[DATA RECORDS — start]

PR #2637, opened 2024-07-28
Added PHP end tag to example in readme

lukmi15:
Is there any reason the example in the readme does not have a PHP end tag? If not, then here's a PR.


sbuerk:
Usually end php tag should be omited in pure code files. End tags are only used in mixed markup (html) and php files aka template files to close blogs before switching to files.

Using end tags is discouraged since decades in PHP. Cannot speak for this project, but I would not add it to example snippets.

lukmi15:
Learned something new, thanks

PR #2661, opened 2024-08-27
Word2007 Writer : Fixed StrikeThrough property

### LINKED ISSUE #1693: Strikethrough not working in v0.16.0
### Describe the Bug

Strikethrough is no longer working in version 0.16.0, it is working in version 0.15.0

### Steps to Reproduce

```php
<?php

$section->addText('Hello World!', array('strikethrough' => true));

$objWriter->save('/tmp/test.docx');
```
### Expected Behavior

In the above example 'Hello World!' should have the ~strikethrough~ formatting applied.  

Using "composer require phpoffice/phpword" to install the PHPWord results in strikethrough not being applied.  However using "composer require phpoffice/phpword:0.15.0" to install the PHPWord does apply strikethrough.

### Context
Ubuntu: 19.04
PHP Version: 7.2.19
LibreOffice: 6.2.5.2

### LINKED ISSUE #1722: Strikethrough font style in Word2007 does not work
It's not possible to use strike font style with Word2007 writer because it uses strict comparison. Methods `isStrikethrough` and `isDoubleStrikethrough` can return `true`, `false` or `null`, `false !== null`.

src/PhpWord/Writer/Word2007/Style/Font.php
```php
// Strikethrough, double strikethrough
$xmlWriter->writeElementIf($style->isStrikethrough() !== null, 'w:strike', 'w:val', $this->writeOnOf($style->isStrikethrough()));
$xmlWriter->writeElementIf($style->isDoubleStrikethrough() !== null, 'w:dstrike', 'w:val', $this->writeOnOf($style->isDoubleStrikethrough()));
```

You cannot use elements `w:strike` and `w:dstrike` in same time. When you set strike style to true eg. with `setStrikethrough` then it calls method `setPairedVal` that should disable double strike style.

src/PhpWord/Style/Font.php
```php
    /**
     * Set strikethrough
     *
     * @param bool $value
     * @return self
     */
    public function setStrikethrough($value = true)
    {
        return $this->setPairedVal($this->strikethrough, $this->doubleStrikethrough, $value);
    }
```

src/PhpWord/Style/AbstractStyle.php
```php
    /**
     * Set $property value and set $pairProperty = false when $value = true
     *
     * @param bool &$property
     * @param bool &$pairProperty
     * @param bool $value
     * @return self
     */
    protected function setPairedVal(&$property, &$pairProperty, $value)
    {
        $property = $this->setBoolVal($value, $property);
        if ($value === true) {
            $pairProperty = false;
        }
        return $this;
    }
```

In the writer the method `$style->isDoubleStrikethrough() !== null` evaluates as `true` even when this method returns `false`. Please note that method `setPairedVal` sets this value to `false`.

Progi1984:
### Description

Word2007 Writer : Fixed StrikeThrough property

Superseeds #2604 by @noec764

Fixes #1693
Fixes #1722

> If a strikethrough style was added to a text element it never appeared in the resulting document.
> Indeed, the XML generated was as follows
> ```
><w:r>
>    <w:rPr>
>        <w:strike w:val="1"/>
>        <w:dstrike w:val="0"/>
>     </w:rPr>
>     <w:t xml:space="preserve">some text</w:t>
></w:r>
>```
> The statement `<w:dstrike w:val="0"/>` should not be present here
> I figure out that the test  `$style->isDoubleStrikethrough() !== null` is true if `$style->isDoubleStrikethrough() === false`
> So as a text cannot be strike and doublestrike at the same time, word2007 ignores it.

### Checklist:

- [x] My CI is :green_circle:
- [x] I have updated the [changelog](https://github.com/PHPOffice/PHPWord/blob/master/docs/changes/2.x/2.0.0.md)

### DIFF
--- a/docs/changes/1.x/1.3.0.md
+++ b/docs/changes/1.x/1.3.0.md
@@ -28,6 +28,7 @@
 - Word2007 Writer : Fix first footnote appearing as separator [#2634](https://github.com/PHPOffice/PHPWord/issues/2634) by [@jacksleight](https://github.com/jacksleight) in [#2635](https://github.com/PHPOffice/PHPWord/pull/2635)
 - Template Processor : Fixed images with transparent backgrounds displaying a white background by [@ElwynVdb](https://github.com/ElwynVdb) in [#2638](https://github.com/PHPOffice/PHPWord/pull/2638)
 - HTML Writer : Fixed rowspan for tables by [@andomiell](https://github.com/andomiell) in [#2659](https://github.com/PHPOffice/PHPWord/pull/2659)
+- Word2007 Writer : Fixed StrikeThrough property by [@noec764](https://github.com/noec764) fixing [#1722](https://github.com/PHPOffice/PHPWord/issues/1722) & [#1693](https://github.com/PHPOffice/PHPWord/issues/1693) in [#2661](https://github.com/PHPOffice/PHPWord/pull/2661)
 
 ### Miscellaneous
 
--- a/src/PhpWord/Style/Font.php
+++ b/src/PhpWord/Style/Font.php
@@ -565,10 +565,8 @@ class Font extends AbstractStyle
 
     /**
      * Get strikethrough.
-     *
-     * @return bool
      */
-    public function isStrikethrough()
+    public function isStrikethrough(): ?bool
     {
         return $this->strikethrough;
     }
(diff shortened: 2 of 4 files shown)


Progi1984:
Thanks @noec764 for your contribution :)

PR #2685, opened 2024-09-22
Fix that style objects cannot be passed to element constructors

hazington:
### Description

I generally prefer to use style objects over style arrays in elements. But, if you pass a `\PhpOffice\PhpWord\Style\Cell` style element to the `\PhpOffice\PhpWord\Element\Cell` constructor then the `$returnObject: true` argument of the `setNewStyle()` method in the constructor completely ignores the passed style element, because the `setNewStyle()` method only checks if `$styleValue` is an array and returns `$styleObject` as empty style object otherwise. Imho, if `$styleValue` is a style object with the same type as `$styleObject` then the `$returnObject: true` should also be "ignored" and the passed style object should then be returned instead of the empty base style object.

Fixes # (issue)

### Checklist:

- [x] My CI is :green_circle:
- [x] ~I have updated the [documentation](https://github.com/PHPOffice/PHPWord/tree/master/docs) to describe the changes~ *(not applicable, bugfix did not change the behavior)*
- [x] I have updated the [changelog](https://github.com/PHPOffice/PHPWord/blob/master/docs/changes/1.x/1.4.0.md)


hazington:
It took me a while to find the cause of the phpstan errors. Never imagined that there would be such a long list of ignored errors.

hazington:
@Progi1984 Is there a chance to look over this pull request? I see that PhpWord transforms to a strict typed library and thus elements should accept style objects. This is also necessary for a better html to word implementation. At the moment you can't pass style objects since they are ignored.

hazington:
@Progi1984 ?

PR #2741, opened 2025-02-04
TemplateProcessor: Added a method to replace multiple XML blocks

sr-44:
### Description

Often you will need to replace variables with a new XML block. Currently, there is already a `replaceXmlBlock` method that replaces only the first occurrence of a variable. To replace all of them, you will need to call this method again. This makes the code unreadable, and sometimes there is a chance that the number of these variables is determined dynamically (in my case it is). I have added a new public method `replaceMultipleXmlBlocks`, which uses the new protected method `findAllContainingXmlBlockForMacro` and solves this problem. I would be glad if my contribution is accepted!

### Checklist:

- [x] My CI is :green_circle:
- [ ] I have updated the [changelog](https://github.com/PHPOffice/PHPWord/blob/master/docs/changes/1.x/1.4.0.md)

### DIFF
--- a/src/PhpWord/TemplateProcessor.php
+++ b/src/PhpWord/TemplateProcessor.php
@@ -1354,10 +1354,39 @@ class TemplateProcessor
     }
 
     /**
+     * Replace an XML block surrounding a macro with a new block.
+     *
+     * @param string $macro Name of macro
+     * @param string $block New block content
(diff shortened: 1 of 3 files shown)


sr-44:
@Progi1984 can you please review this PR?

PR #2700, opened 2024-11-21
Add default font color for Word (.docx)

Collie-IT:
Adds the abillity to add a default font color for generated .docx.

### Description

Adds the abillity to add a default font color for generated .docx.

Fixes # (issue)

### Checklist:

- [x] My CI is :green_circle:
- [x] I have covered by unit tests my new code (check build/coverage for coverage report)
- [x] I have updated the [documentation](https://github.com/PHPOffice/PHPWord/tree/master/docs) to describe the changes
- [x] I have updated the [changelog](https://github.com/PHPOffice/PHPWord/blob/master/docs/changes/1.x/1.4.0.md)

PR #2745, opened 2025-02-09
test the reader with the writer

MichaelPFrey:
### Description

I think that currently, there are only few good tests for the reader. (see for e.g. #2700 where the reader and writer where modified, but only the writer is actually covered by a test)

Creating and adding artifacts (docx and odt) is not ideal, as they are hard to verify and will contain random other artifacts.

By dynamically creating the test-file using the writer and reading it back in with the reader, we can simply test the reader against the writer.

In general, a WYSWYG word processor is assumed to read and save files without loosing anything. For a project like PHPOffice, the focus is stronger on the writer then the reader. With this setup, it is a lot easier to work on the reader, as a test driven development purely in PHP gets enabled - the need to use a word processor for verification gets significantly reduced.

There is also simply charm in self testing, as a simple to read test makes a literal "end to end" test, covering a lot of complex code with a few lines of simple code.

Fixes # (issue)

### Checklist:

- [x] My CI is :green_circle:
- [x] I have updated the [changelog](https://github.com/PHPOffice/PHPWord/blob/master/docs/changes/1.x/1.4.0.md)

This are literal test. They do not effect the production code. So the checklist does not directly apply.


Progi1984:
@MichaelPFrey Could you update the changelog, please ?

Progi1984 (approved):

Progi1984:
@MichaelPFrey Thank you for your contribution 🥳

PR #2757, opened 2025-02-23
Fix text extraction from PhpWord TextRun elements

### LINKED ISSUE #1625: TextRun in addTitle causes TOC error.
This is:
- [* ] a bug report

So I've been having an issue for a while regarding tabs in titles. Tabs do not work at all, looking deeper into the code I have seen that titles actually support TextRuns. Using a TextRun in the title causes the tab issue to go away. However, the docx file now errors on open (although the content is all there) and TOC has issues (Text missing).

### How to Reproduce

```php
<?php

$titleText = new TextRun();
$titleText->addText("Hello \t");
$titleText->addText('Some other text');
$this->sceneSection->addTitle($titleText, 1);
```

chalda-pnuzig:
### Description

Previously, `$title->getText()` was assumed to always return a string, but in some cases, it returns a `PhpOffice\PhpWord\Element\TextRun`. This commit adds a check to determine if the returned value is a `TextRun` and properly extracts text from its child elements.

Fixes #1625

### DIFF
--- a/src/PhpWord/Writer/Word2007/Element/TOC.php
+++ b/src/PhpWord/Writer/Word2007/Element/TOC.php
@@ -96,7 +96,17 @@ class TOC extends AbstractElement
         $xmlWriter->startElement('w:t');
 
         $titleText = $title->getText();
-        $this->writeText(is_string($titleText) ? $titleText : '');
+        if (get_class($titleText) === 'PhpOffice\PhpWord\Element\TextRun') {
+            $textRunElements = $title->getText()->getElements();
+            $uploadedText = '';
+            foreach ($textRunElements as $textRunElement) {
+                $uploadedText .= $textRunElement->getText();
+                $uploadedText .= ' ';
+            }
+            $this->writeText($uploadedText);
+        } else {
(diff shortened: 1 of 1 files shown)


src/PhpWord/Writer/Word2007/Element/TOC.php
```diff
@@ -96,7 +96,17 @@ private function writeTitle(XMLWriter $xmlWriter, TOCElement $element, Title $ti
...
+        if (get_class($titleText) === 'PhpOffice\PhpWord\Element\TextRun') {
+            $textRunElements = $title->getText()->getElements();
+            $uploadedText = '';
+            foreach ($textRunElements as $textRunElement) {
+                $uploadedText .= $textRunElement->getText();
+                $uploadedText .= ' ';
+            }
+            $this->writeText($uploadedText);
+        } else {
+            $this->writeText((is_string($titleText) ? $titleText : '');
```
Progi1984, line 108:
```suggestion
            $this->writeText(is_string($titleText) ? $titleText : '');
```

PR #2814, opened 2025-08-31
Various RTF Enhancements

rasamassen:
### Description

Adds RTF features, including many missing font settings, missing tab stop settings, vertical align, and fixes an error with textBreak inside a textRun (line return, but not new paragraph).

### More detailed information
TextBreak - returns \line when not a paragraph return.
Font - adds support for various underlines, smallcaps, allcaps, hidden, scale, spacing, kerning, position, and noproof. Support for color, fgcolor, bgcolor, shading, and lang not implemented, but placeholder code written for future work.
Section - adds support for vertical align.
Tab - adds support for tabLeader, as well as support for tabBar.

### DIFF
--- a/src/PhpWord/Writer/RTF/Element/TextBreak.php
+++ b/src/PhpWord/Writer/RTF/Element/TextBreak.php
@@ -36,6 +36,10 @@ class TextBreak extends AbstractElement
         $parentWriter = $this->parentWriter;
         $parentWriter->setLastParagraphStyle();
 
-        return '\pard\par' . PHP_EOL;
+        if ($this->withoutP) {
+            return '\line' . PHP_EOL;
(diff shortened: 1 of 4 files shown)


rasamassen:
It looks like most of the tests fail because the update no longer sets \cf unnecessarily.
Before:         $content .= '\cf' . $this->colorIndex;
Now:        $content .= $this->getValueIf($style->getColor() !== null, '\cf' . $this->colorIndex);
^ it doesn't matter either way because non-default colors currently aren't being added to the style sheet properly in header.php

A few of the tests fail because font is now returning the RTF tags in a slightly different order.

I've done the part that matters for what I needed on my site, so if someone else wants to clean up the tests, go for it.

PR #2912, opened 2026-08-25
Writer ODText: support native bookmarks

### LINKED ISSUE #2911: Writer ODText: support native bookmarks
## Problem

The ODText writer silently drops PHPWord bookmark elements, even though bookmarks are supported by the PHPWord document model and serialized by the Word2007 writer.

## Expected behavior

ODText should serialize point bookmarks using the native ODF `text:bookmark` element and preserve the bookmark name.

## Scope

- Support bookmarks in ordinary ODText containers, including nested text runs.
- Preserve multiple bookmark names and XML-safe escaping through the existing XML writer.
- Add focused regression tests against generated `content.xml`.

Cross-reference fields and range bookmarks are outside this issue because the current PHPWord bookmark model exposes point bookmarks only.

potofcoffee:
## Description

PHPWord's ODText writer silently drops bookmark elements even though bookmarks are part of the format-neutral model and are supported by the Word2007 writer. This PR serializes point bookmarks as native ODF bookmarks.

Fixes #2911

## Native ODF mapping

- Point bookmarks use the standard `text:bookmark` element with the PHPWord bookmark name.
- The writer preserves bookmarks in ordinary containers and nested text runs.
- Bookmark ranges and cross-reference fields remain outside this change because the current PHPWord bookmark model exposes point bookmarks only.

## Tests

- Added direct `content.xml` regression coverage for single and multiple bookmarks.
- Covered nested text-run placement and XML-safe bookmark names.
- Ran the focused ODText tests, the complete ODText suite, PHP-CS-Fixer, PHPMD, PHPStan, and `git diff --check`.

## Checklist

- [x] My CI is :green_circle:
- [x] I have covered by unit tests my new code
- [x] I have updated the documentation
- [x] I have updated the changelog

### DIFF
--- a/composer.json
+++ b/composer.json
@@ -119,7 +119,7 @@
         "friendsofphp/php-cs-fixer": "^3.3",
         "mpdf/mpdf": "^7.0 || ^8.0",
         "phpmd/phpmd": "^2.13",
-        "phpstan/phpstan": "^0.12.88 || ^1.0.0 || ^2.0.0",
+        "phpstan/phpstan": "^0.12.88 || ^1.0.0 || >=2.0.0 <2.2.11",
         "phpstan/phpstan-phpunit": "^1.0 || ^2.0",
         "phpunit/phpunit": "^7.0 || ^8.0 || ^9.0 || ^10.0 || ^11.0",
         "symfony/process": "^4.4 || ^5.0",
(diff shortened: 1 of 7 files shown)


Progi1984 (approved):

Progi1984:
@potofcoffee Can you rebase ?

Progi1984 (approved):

[DATA RECORDS — finish]

# [WHAT YOU NEED TO DO]
Where a line of the records has the string "vertical", copy that line.

# [ANSWER FOR THIS EXERCISE]
Adds RTF features, including many missing font settings, missing tab stop settings, vertical align, and fixes an error with textBreak inside a textRun (line return, but not new paragraph).
Section - adds support for vertical align.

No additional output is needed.